PROPOSED laws to protect firefighters from a growing risk of assault as they tackle blazes will be blocked by the Government, The Northern Echo can reveal.
Ministers are preparing to stop a backbencher's attempt to ensure yobs who attack emergency staff are given tougher penalties when they reach court.
The Bill, backed by the Fire Brigades Union, is designed to give fire crews the same protection as police officers, who are already covered by laws.
But the Home Office is insisting magistrates have already been given guidelines allowing them to give harsher sentences, without the need for new legislation.
The Northern Echo revealed last month that Cleveland firefighters were being attacked at the rate of one a week.
The 54 assaults in the year to the end of March was the highest in the country outside the big cities of Birmingham, Liverpool and Manchester.

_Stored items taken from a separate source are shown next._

PR #820, opened 2025-03-11
chore: adding http keepAlive agent in AWS SDK client

pras0131:
## Problem
Adding http keepalive agent in AWS SDK Client to help in reducing the latency of generateCompletions API.

## License

### DIFF
--- a/server/aws-lsp-codewhisperer/src/language-server/codeWhispererService.ts
+++ b/server/aws-lsp-codewhisperer/src/language-server/codeWhispererService.ts
@@ -17,6 +17,7 @@ import {
     CodeWhispererTokenClientConfigurationOptions,
     createCodeWhispererTokenClient,
 } from '../client/token/codewhisperer'
+import * as https from 'node:https'
 
 // Define our own Suggestion interface to wrap the differences between Token and IAM Client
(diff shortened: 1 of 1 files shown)


server/aws-lsp-codewhisperer/src/language-server/codeWhispererService.ts
```diff
@@ -154,6 +155,13 @@ export class CodeWhispererServiceToken extends CodeWhispererServiceBase {
                     })
                 },
             ],
+            httpOptions: {
```
ege0zcan, line 158: I wonder if we should set this in language servers individually or if it is better to let the runtime handle it: https://github.com/aws/language-server-runtimes/blob/6131727c5d7cd7f7fd1883e1749975d87c3e0504/runtimes/runtimes/util/standalone/proxyUtil.ts#L37

This approach might also override the proxy config done by the runtimes and cause issues with proxies

francescoopiccoli: yes we should set this in runtimes. We want capabilities to be environment agnostic, here we are importing from node:https, implementing it here would probably break webworker/ ucaf runtime bundling

PR #822, opened 2025-03-12
Add support for listing available profiles

patrickvbeurden:
## Problem

We need a way to retrieve Q developer profiles from the `lsp` server for users to be able to select a specific profile during `identityCenter` authentication flow. 

## Solution

1. Defined a new section `aws.q.developerProfiles` for the existing `getConfigurationFromServer` request method to request available profiles.
2. Made requests to `aws.q` more granular by also adding `aws.q.customizations`. While clients cannot signal that they support profiles, `aws.q` will only return customizations.
3. Created a reusable method `getListAllAvailableProfilesHandler` to create a handler which iterates over the available `AWS_Q_ENDPOINTS`, aggregating the returned profiles from each endpoint.

testing:
1. Added two unit tests (1) to validate the aggregation and (2) to validate correct handling of connection type.
2. Added two unit tests to validate the pagination mechanism
3. Added unit tests for the `onGetConfigurationFromServer` handler to validate the correct resources are retrieved.
4. Added a test command to the bundled vs code client for testing the E2E flow **NOTE** prod endpoint currently still returns a throttling exception.

## License


server/aws-lsp-codewhisperer/src/language-server/amazonQServiceManager/qDeveloperProfiles.ts
```diff
@@ -0,0 +1,72 @@
...
+        const qEndpoints = endpoints ?? AWS_Q_ENDPOINTS
+
+        try {
+            for (const [region, endpoint] of Object.entries(qEndpoints)) {
+                try {
+                    logging.debug(`Fetching profiles from region: ${region} and endpoint: ${endpoint}`)
+
+                    const codeWhispererService = service(region, endpoint)
+
+                    const response = await codeWhispererService.listAvailableProfiles({
```
volodkevych, line 46: Should pagination be supported for this endpoint, thinking about long-term?

server/aws-lsp-codewhisperer/src/language-server/amazonQServiceManager/qDeveloperProfiles.ts
```diff
@@ -0,0 +1,72 @@
...
+
+export type ListAllAvailableProfilesHandler = (
+    params: ListAllAvailableProfilesHandlerParams
+) => Promise<AmazonQDeveloperProfile[]>
+
+const MAX_Q_DEVELOPER_PROFILES = 10
+
+export const getListAllAvailableProfilesHandler =
+    (service: (region: string, endpoint: string) => CodeWhispererServiceToken): ListAllAvailableProfilesHandler =>
+    async ({ connectionType, logging, endpoints }) => {
```
volodkevych, line 30: Where do we have `FRA` endpoint configured?

patrickvbeurden: The idea would be to add it to the `AWS_Q_ENDPOINTS` constant with fast-follow, I think we don't have a public alias available yet so that's why it is left out at the moment.

server/aws-lsp-codewhisperer/src/language-server/amazonQServiceManager/qDeveloperProfiles.ts
patrickvbeurden: Added pagination

server/aws-lsp-codewhisperer/src/language-server/amazonQServiceManager/qDeveloperProfiles.ts
```diff
@@ -0,0 +1,72 @@
...
+        if (!connectionType || connectionType !== 'identityCenter') {
+            logging.debug('Connection type is not set or not identityCenter - returning empty response.')
+            return []
+        }
+
+        const allProfiles: AmazonQDeveloperProfile[] = []
+        const qEndpoints = endpoints ?? AWS_Q_ENDPOINTS
+
+        try {
+            for (const [region, endpoint] of Object.entries(qEndpoints)) {
```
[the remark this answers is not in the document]
patrickvbeurden: Added parallel calls as suggested.

server/aws-lsp-codewhisperer/src/language-server/configuration/qConfigurationServer.ts
```diff
@@ -53,6 +58,19 @@ export const QConfigurationServerToken =
 
                     return { customizations }
                 }
+
+                if (params.section === Q_DEVELOPER_PROFILES_CONFIGURATION_SECTION) {
```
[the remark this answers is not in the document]
patrickvbeurden: Adjusted the handler to support granular requests i.e. `aws.q`, `aws.q.customizations` and `aws.q.developerProfiles` and added unit tests to verify the different requests trigger the right resource fetching flows.

server/aws-lsp-codewhisperer/src/language-server/configuration/qConfigurationServer.ts
```diff
@@ -40,18 +53,71 @@ export const QConfigurationServerToken =
...
+                            ])
+                            return Q_DEVELOPER_PROFILES_ENABLED
+                                ? { customizations, developerProfiles }
+                                : { customizations }
+                        case Q_CUSTOMIZATIONS_CONFIGURATION_SECTION:
+                            customizations = await onGetConfigurationFromServerManager.listAvailableCustomizations()
+
+                            return customizations
+                        case Q_DEVELOPER_PROFILES_CONFIGURATION_SECTION:
+                            developerProfiles = await onGetConfigurationFromServerManager.listAvailableProfiles()
```
viktorsaws, line 105: I think we need check for `Q_DEVELOPER_PROFILES_ENABLED` flag here as well

server/aws-lsp-codewhisperer/src/language-server/configuration/onConfigurationFromServerManager.ts
```diff
@@ -0,0 +1,60 @@
...
+    getListAllAvailableProfilesHandler,
+    ListAllAvailableProfilesHandler,
+} from '../amazonQServiceManager/qDeveloperProfiles'
+import { CodeWhispererServiceToken } from '../codeWhispererService'
+import { Customizations } from '../../client/token/codewhispererbearertokenclient'
+import { Q_CUSTOMIZATIONS, Q_DEVELOPER_PROFILES } from './constants'
+
+const ON_GET_CONFIGURATION_FROM_SERVER_ERROR_PREFIX = 'Failed to fetch: '
+
+export class OnGetConfigurationFromServerManager {
```
viktorsaws, line 18: nit: I'd rename this class to something else from Manager, since it does not really manages anything, it's just a requests service.

Also it looks very small, perhaps we could move this code to QConfigurationServer, but I'll leave it up to you.

patrickvbeurden: Fair point, moved the class to QConfigurationServer and renamed to `ServerConfigurationProvider`

server/aws-lsp-codewhisperer/src/language-server/configuration/qConfigurationServer.ts
patrickvbeurden: Done, also moved the flag into `ServerConfigurationProvider`. Later we can also update and track the flag here when we expose client capabilities for profile support.

server/aws-lsp-codewhisperer/src/language-server/configuration/qConfigurationServer.ts
```diff
@@ -40,22 +55,131 @@ export const QConfigurationServerToken =
...
+                try {
+                    switch (section) {
+                        case Q_CONFIGURATION_SECTION:
+                            ;[customizations, developerProfiles] = await Promise.all([
+                                serverConfigurationProvider.listAvailableCustomizations(),
+                                serverConfigurationProvider.listAvailableProfiles(),
+                            ])
+
+                            return serverConfigurationProvider.qDeveloperProfilesEnabled
+                                ? { customizations, developerProfiles }
```
awschristou, line 99: How does a client caller know that the first object is a customizations array and the second object is developer profiles? Is there a differentiator somewhere that I overlooked?

patrickvbeurden: They will receive a dictionary like:

```
{
  'customizations': [...],
  'developerProfiles': [...]
}
```

So the dictionary keys should be the differentiator, and for the client caller it is important to know which key maps to which object instead of the order.

viktorsaws (approved):

PR #823, opened 2025-03-12
feat(identity): device code support

hayemaxi:
Follow up PRs will enable it for use in the identity server.

Flow:
- Shows a user code ack to client
  - can be cancelled
- Then opens the url and a progress bar on the client with the user code as a message on it
- Periodically polls for the user to complete login or the client to cancel the auth flow

Misc:
- modify eslint rule to support a common idiom (`while (true) {}`)
- move util function to identity server because it was unused where it was. Needs to be migrated to utils file, but not sure the of the best way to do this right now.

## License


server/aws-lsp-identity/src/sso/deviceCode/deviceCodeFlow.ts
```diff
@@ -0,0 +1,160 @@
...
+
+    params.observability.logging.log('Storing and returning created SSO token.')
+    return UpdateSsoTokenFromCreateToken(result, params.clientRegistration, params.ssoSession)
+}
+
+function pollAuthorization(
+    fn: () => Promise<CreateTokenCommandOutput>,
+    expiresAt: Date,
+    token: CancellationToken,
+    intervalMs: number = backoffDelayMs
```
floralph, line 87: nit: For consistency with other identity code, consider using "Millis" instead of "Ms".

server/aws-lsp-identity/src/sso/utils.ts
```diff
@@ -100,3 +107,35 @@ export function UpdateSsoTokenFromCreateToken(
...
+export type ShowMessageRequest = (params: ShowMessageRequestParams) => Promise<MessageActionItem | null>
+export type ShowProgress = Lsp['sendProgress']
+
+export type SsoFlowParams = {
+    clientName: string
+    clientRegistration: SsoClientRegistration
+    ssoSession: SsoSession
+    handlers: {
+        showUrl: ShowUrl
+        showMsgRequest: ShowMessageRequest
```
floralph, line 135: nit: For consistency, consider naming this showMessageRequest.

server/aws-lsp-identity/src/sso/deviceCode/deviceCodeFlow.ts
```diff
@@ -0,0 +1,160 @@
...
+    ).catch(err => {
+        if (err instanceof AsyncTimeoutError) {
+            throw new AwsError(`User code was not acknowledged.`, AwsErrorCodes.E_TIMEOUT)
+        }
+
+        // Client threw an error
+        throw err
+    })
+
+    // Any response is acceptable
```
floralph, line 147: question: Because there is only one action at this time?

server/aws-lsp-identity/src/sso/utils.ts
```diff
@@ -100,3 +107,35 @@ export function UpdateSsoTokenFromCreateToken(
...
+        .finally(() => {
+            clearTimeout(timeoutHandle)
+        })
+}
+
+export type ShowUrl = (url: URL) => void
+export type ShowMessageRequest = (params: ShowMessageRequestParams) => Promise<MessageActionItem | null>
+export type ShowProgress = Lsp['sendProgress']
+
+export type SsoFlowParams = {
```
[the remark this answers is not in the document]
hayemaxi: I agree that is the next step there but it is not a P0.

server/aws-lsp-identity/src/sso/deviceCode/deviceCodeFlow.ts
hayemaxi: Yes. The expectation is that the client returns either null (canceled/user did not pick) or one of the provided actions. If it is not null then we just assume we got the only action that we provided back, no need to check.

server/aws-lsp-identity/src/sso/deviceCode/deviceCode.test.ts
```diff
@@ -0,0 +1,193 @@
+import { expect, use } from 'chai'
```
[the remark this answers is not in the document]
hayemaxi: Yes, oversight

floralph (approved):

app/aws-lsp-identity-runtimes/package.json
```diff
@@ -7,7 +7,7 @@
         "compile": "tsc --build"
     },
     "dependencies": {
-        "@aws/language-server-runtimes": "^0.2.40",
+        "@aws/language-server-runtimes": "^0.2.41",
```
pras0131, line 10: I suggest it's better to bump version once it's available in npmpm.

pras0131: https://npmpm.corp.amazon.com/pkg/@aws/language-server-runtimes

server/aws-lsp-identity/src/sso/deviceCode/deviceCodeFlow.ts
```diff
@@ -0,0 +1,160 @@
...
+            }
+            if (token.isCancellationRequested) {
+                throw new AwsError(`Client cancelled the auth flow.`, AwsErrorCodes.E_CANCELLED)
+            }
+
+            try {
+                return await fn()
+            } catch (err) {
+                if (err instanceof SlowDownException) {
+                    intervalMillis += backoffDelayMillis
```
pras0131, line 105: Do we want to keep polling forever or it's better to define X number of attempts?

hayemaxi: The way out of this is the `expiresAt` check a few lines above. The number of attempts is defined by the interval between checks. Both of these things are set by the OIDC client.

We can't add our own sanity check exit at X number of attempts. E.g. the expires is 10 minutes and the interval is 5 seconds. That is 120 attempts. If the OIDC client passes other values, the number of attempts changes. We can't just say exit after 10 or 200 attempts, both could be reasonable.

app/aws-lsp-identity-runtimes/package.json
hayemaxi: Why? Is merging this going to block some sort of internal build?

pras0131: Local build might fail as it will try to fetch from npmpm where the package is not available yet.

pras0131 (approved):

At present, less serious attacks on emergency staff, such as spitting, threatening staff or obstructing vehicles, are treated as civil offences, with authorities reluctant to prosecute.
Under legislation to be brought forward by Alan Williams, Labour MP for Swansea West, all attacks would result in a nine-month jail term or a £5,000 fine.
However, a Home Office spokeswoman said: "The Government is committed to ensuring tougher sentences for all involved in attacking public sector workers.
"But we do not believe there is a need for further specific offences to achieve that, because sentencing guidelines have already been distributed across all courts."
The guidelines, published in December, urge magistrates' courts to consider the fact that a victim works in the public sector as a serious aggravating factor.
Mr Williams' Bill is due to come before MPs early next year, but Ministers are expected to arrange for it to be blocked.
Cleveland Fire Brigade chiefs warned that lives could be lost if the attacks -some carried out by children as young as seven - are not stopped.
In one incident, two Stockton firefighters attending a rubbish fire at a house needed hospital treatment after they were both punched in the face by youths.
Only a few days earlier, yobs attacked two firefighters, knocking one unconscious, as they tried to steal equipment from a fire engine in Stockton.